O padre Rafael García, um cubano que vive há cinco décadas nos EUA, cuida da paróquia Sagrado Coração, onde os migrantes se amontoam. Em suas contas, há cerca de mil pessoas no entorno da igreja, escolhida por ser um lugar de menor assédio dos agentes de fronteira e dos policiais da cidade.

“Os EUA têm uma enorme capacidade de receber gente. É um país rico, grande e de pessoas generosas. O problema é que a porta de entrada está congestionada e é muito difícil conseguir asilo —é preciso provar que você está fugindo de uma ameaça ou é perseguido político. O sistema precisa ser reformado”, diz ele.

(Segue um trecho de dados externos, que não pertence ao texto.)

PR #1315, opened 2021-05-15
Add special handling for gYear and gYearMonth

### LINKED ISSUE #747: xsd:gYear and xsd:gYearMonth error
although support for xsd:gYear was added in #636 it appears to interpret things improperly:
(schema details here: https://www.w3.org/TR/xmlschema-2/#gYear)

```python
Literal('2002', datatype='http://www.w3.org/2001/XMLSchema#gYear')
```
returns:
```python
rdflib.term.Literal('2002-01-01', datatype=rdflib.term.URIRef('http://www.w3.org/2001/XMLSchema#gYear'))
```
and
```python
Literal('2002-01', datatype='http://www.w3.org/2001/XMLSchema#gYearMonth')
```
returns:
```python
rdflib.term.Literal('2002-01-01', datatype=rdflib.term.URIRef('http://www.w3.org/2001/XMLSchema#gYearMonth'))
```

### LINKED ISSUE #806: problem with parsing "<http://www.w3.org/2001/XMLSchema#gYear>"
Given input triple `<http://dbpedia.org/resource/Australian_Labor_Party> <http://dbpedia.org/ontology/formationYear> "1891"^^<http://www.w3.org/2001/XMLSchema#gYear> .`
After using the parser and print the object
- g = Graph()
- g.parse('./sample.nt',format='nt')
- for s,p,o in g:
- print o.n3()

it became `"1891-01-01"^^<http://www.w3.org/2001/XMLSchema#gYear> `, and this will cause trouble for some sparql sever.
Please help to fix this.

### LINKED ISSUE #1228: Turtle de/serialize incorrectly interprets gYear
In 5.0.0, when a `gYear` is parsed and then re-serialised, from any format to any other format, RDFlib adds "-01-01" to the literal so, for example, `"1982"^^xsd:gYear` goes to `"1982-01-01"^^xsd:gYear` which is invalid.

Testing code:

```python
from rdflib import Graph

data =  """
        PREFIX sdo: <https://schema.org/>
        PREFIX xsd: <http://www.w3.org/2001/XMLSchema#>

        <x:> sdo:startDate "1982"^^xsd:gYear .
        """

g = Graph().parse(data=data, format="ttl")
assert "1982-01-01" not in g.serialize(format="ttl").decode()


data2 = """<?xml version="1.0" encoding="UTF-8"?>
<rdf:RDF
   xmlns:sdo="https://schema.org/"
>
  <rdf:Description rdf:about="x:">
    <sdo:startDate rdf:datatype="http://www.w3.org/2001/XMLSchema#gYear">1982</sdo:startDate>
  </rdf:Description>
</rdf:RDF>"""

g2 = Graph().parse(data=data2, format="xml")
assert "1982-01-01" not in g2.serialize(format="xml").decode()
```

aucampia:
This should solve various issues that occur with hanlding of xsd:gYear
and xsd:gYearMonth values.

Fixes #1228
Fixes #806
Fixes #747

## Proposed Changes

  - Add specific handling for `xsd:gYear` and `xsd:gYearMonth` in `_SpecificPythonToXSDRules`
  - Add tests for some known issues that remain after this fix

### DIFF
--- a/rdflib/term.py
+++ b/rdflib/term.py
@@ -1437,6 +1437,8 @@ _XSD_YEARMONTHDURATION = URIRef(_XSD_PFX + "yearMonthDuration")
 _OWL_RATIONAL = URIRef("http://www.w3.org/2002/07/owl#rational")
 _XSD_B64BINARY = URIRef(_XSD_PFX + "base64Binary")
 _XSD_HEXBINARY = URIRef(_XSD_PFX + "hexBinary")
+_XSD_GYEAR = URIRef(_XSD_PFX + "gYear")
+_XSD_GYEARMONTH = URIRef(_XSD_PFX + "gYearMonth")
 # TODO: gYearMonth, gYear, gMonthDay, gDay, gMonth
 
 _NUMERIC_LITERAL_TYPES = (
@@ -1558,6 +1560,8 @@ _GenericPythonToXSDRules = [
 ]
 
 _SpecificPythonToXSDRules = [
+    ((date, _XSD_GYEAR), lambda val: val.strftime("%04Y")),
+    ((date, _XSD_GYEARMONTH), lambda val: val.strftime("%04Y-%02m")),
     ((str, _XSD_HEXBINARY), hexlify),
     ((bytes, _XSD_HEXBINARY), hexlify),
     ((str, _XSD_B64BINARY), b64encode),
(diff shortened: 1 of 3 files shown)


nicholascar (approved):
Looks good and addresses some annoying issues. Thanks again @aucampia!

PR #1319, opened 2021-05-17
Speedup __ctx_to_str.

rchateauneu:
Fixes #

## Proposed Changes

  -
  -
  -

### DIFF
--- a/rdflib/plugins/stores/memory.py
+++ b/rdflib/plugins/stores/memory.py
@@ -509,15 +509,13 @@ class Memory(Store):
             return None
         try:
             # ctx could be a graph. In that case, use its identifier
-            ctx_str = "{}:{}".format(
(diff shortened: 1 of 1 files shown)


aucampia (approved):
Looks good to me. Would be interesting to know what the speedup is here, but good change even if it provided no speedup.

rchateauneu:
The speedup is between 0.5% and 1% when loading "orkg.nt"
    g = Graph()
    g.parse("orkg.nt", format="nt")
    
    
mem_org
mem

The profiles are obtained with:
```
py -3.6 -m cProfile -o mem.pstats import_orgk.py
py -3.6 gprof2dot.py -f pstats mem.pstats -o mem.dot
dot -Tpng -o mem.png mem.dot
```

FYI, using "%s:%s" is a bit faster.

FlorianLudwig (approved):
even without any speedup, code is cleaner, LGTM :)

PR #1321, opened 2021-05-18
Speedup Literal.__hash__ and Literal.__eq__ by accessing directly _da…

rchateauneu:
Literal.__hash__ and Literal.__eq__ use self.datatype and self. language properties. It is faster to directly use the private members Literal._dataype and Literal.__language.

Test importing orkg.nt

Before:
image

After:
  -
image

### DIFF
--- a/rdflib/term.py
+++ b/rdflib/term.py
@@ -969,6 +969,7 @@ class Literal(Identifier):
         """
         # don't use super()... for efficiency reasons, see Identifier.__hash__
         res = str.__hash__(self)
+        # Directly accessing the member is faster than the property.
         if self._language:
             res ^= hash(self._language.lower())
         if self._datatype:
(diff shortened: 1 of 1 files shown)


rchateauneu:
It failed only Python 3.7, but 3.6 and 3.8 worked OK. This is strange because the changes are very simple.

The failed test is:
```
ERROR: test_query_with_added_rdf_prolog (test.test_sparqlstore.SPARQLStoreDBPediaTestCase)
...
  File "/usr/local/lib/python3.7/socket.py", line 716, in create_connection
    sock.connect(sa)
OSError: [Errno 99] Cannot assign requested address
```

I tend to think that it is a transient error related to a temporary network problem.

nicholascar (approved):
Don't worry about the "cannot assign address" test failure you're noticing: that's spurious and won't prevent this PR going through.

PR #3495, opened 2026-07-28
Fix/jsonld internal conjunctivegraph warning

### LINKED ISSUE #3064: JSON-LD parser warns end-user of deprecation of `ConjunctiveGraph`
In my unit testing that loads JSON-LD into `Graph`s, I get a warning raised from this line (RDFLib 7.1.3):

https://github.com/RDFLib/rdflib/blob/7.1.3/rdflib/plugins/parsers/jsonld.py#L168

The warning reads:

`DeprecationWarning: ConjunctiveGraph is deprecated, use Dataset instead.`

I'm aware there's some significant discussion around `Dataset`, particularly in [Discussion 2591](https://github.com/RDFLib/rdflib/discussions/2591).  Apologies that I'm not caught up on the whole thread and am just asking instead.

Is it feasible and/or desirable to adapt that line of the JSON-LD parser to use a `Dataset` instead as part of another 7.x release?  I'm aware the desire is to not do many more 7.x's, but it might be desirable to remove that warning for users who need to continue using 7.x for a while yet.

Papishushi:
# Summary of changes

Fixes #3064.

Parsing JSON-LD into an ordinary `Graph` currently constructs an internal `ConjunctiveGraph`. Because `ConjunctiveGraph` is deprecated, this exposes RDFLib's own deprecation warning to downstream users even though their code does not use the deprecated class directly.

This pull request replaces that internal construction with a small private `Graph`-based context adapter that provides only the functionality required by the JSON-LD parser:

* context-aware default graph routing;
* preservation of the original sink identifier;
* named graph creation through `get_context`;
* support for context-aware stores that are not graph-aware.

Using `Dataset` directly was considered, but `Dataset` requires a graph-aware store. That would break previously supported configurations such as `Graph(store=AuditableStore(Memory()))`, whose store is context-aware but not graph-aware.

Direct parsing into a `Dataset` now explicitly uses `Dataset.default_graph`, avoiding access through deprecated default-context APIs.

Regression tests cover:

* JSON-LD parsing into an ordinary `Graph` without the internal warning;
* direct parsing into a `Dataset`;
* preservation of the target graph identifier;
* preservation of JSON-LD named graphs;
* compatibility with context-aware, non-graph-aware stores.

No warning is filtered or suppressed. The JSON-LD parser no longer imports or constructs `ConjunctiveGraph`.

This is independent of the broader `Dataset` API work and of #3477, which addresses internal uses of `Dataset.default_context`.

This pull request does not introduce any public API changes or backwards-incompatible behaviour.

# Checklist

* [x] Checked that there aren't other open pull requests for the same change.
* [x] Checked that all tests and type checking passes.
* [x] Added or updated tests that fail without the change.
* [x] Updated relevant documentation to avoid inaccuracies. No documentation changes were required because this restores the intended existing behaviour without changing the public API.
* [x] Considered adding additional documentation. No additional documentation appeared necessary for this internal compatibility fix.
* [x] Considered granting [push permissions to the PR branch](https://docs.github.com/en/pull-requests/collaborating-with-pull-requests/working-with-forks/allowing-changes-to-a-pull-request-branch-created-from-a-fork), so maintainers can fix minor issues and keep the PR up to date.


Papishushi:
pre-commit.ci autofix

nicholascar:
Thanks @Papishushi. Great to squash warnings we don't have to have!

O padre diz que, antes, o fluxo maior era de nicaraguenses, mas hoje os venezuelanos são quase a totalidade dos que lhe pedem ajuda. Um deles é Duan José Rodríguez, 43, que chegou a viver em Boa Vista, no Brasil, em 2018, mas voltou a Caracas porque a mulher estava grávida e não queria deixar o país natal. Desta vez, vieram os dois juntos, mas os filhos, de 3 e 5 anos, ficaram na Venezuela, com tios.

O casal, conta ele, deixou a Venezuela em outubro, mas demorou a chegar aos EUA porque foi parando e trabalhando no meio do caminho para conseguir dinheiro. “Os policiais de cada país pegam todo seu dinheiro, foi um sacrifício chegar aqui”, afirma ele. Após cinco meses, eles pularam o muro, passaram sob os arames farpados e atravessaram o raso Rio Grande em época de seca —as barreiras que separam Ciudad Juárez de El Paso. Nesta terça, no entanto, decidiu se entregar para os agentes de imigração.

A decisão, afirma Rodríguez, se deu porque autoridades federais passaram a tentar convencer os imigrantes de que seria melhor enfrentar o rito da migração e marcar uma audiência para ver um juiz. Os agentes lhes garantiam que elas não seriam presas ou deportadas agora, num esforço para liberar as ruas da cidade, que se transformou em símbolo da dificuldade em lidar com a chegada dos estrangeiros —a princípio, a estratégia deu certo, e a movimentação em El Paso diminuiu ao longo do dia.

Mas a quantidade de pessoas ali é tamanha que o venezuelano só conseguiu uma data para ver um juiz em 2026. Até lá, carrega papéis que dizem que eles podem permanecer no país enquanto a audiência não acontece, os documentos mais importantes que têm. Rodríguez, que tinha um pequeno comércio em Caracas antes de emigrar, diz à Folha que é perseguido político na Venezuela e que não pode voltar ao país de origem enquanto o regime atual estiver em vigor —base do seu pedido de asilo.

Agora, porém, não precisou justificar nada disso às autoridades. Apenas indicou quem era seu “patrocinador” no país, um amigo que vive no estado de Utah e é responsável por abrigá-lo. O processo será analisado pelo juiz no próximo encontro. Se o pedido não for aprovado, os imigrantes podem ser deportados e sofrer uma proibição de cinco anos de entrar novamente em solo americano.

Mas nem todos estavam convencidos de que se entregar era a melhor opção. Em ruas mais afastadas da igreja, muitos questionavam se seriam presos. José Abraham, 18, outro venezuelano, diz ter ficado preso por uma semana após se entregar a autoridades americanas do outro lado da fronteira.

No centro de detenção, tiraram adereços, cadarço e cinto, enquanto ele aguardava o processo. Recebia três refeições simples por dia —uma laranja pela manhã, um burrito no almoço e um sanduíche à noite—, dormia no chão, porque não havia colchonetes suficientes, e se cobria com um cobertor de alumínio.

Uma semana depois, porém, conseguiu sair com uma data marcada para ver um juiz, em 2025. Em El Paso, com sorte, como ele mesmo afirma, conseguiu juntar o dinheiro para ir a Denver. Não escondia a emoção de partir. O jovem, que viveu antes na Colômbia e no Equador, resume o sentimento: “Saí sozinho do meu país com 15 anos para tentar ter uma vida melhor, e agora espero conseguir”.